When Andrews was wounded at the Battle of Stephenson's Depot, Latimer took command of the artillery battalion for the Gettysburg campaign. During the Battle of Gettysburg, on the afternoon of July 2, 1863, Latimer was commanding the artillery battalion, which was located on Benner's Hill, a small rise located about 1,400 yards northeast of Cemetery Hill. The Confederate guns engaged in a duel with their Federal counterparts while attempting to support the attack on Culp's and Cemetery Hills. The position on Benner's Hill was open and exposed, and the Confederate guns found themselves at a severe disadvantage. Latimer requested that he be allowed to move the guns to a more favorable position. "Such an admission by so stubborn a fighter did not have to be verified," as historian Douglas Southall Freeman put it, and Latimer was allowed to begin withdrawing the guns. He was wounded after he returned to the hill to direct the fire of his remaining four guns. An exploding shell severely wounded his arm and killed his horse, which fell on him and pinned him to the ground. Division commander Allegheny Johnson noted in his official battle report that, "Major J.W. Latimer, of Andrews' battalion, the "boy major," whose chivalrous bearing on so many fields had won for him a reputation to be envied by his seniors, received a severe wound on the evening of the 2d, from the effects of which he has since died." Cpt Charles I. Raine took charge of the battalion after Latimer was wounded.
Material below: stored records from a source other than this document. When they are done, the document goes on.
PR #455, opened 2022-11-15
fix: remove empty validators on Validators page

pdp2121:

There are a few empty validators that has no data. Need to investigate where they come from and remove them.

Cause: the `validations` stream from `Streams` component returns some validations with `pubkey` not in the validators key list.
Solution: only update the validators list (`vList`) and validation list (`validations`) with valid validation's `pubkey`.

### Type of Change

- [ ] Documentation Updates
- [ ] Release

### Before
Explorer Validators page has empty validators and inconsistent validators count.
Screenshot 2022-11-08 at 4 02 19 PM

### After
Those empty validators are not added to the table and validators count stay consistent.

Screenshot 2022-11-15 at 2 18 14 PM

### DIFF
--- a/src/containers/shared/components/Streams.jsx
+++ b/src/containers/shared/components/Streams.jsx
@@ -295,9 +295,11 @@ class Streams extends Component {
         unl: vList && vList[data.pubkey] && vList[data.pubkey].unl,
       })
 
-      validators[data.pubkey] = data
-      this.updateLedgers(ledgers)
-      this.updateValidators(validators)
+      if (vList[data.pubkey]) {
+        validators[data.pubkey] = data
+        this.updateLedgers(ledgers)
+        this.updateValidators(validators)
+      }
       return { ledgers, validators, maxLedger }
     })
   }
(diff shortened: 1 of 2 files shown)


src/containers/shared/components/Streams.jsx
```diff
@@ -295,9 +295,11 @@ class Streams extends Component {
         unl: vList && vList[data.pubkey] && vList[data.pubkey].unl,
       })
 
-      validators[data.pubkey] = data
-      this.updateLedgers(ledgers)
-      this.updateValidators(validators)
+      if (vList[data.pubkey]) {
```
mvadari, line 298:
```suggestion
      if (vList[data.pubkey] != null) {
```

ckniffen:
We should have enough information to show the pubkey and server_version from the validation stream.

pdp2121:
> We should have enough information to show the pubkey and server_version from the validation stream.

@ckniffen could you clarify what you meant?

ckniffen:
> @ckniffen could you clarify what you meant? Do you mean we just remove those validators from the validators table but since show their validations?

Instead of hiding them I was suggesting that we show them still but make sure we show the key. Turns out I was wrong about the version.  That is only only on every 256th ledger. 

I would think it would render something like this. 

Screen Shot 2022-11-17 at 4 03 15 PM

ckniffen:
Closed in favor of #467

Latimer's left arm had to be amputated. The amputation was performed at the Daniel Lady Farm, which is today preserved by the Gettysburg Battlefield Preservation Association. Initially hospitalized in Winchester, movements by the Federal troops required that Latimer be transported somewhere safer. He was moved to Harrisonburg, Virginia, to the home of the E. T. H. Warren family. The constant movement—first from Gettysburg, then from Winchester—did not aid his recovery, and soon after he was transported to Harrisonburg, gangrene appeared. From that point on, Latimer rapidly worsened and he died on August 1, 1863. He was buried in the Woodbine Cemetery at Harrisonburg. The grave of the "Boy Major" is marked by a monument placed 51 years after his death by the Ladies Memorial Association and the United Daughters of the Confederacy.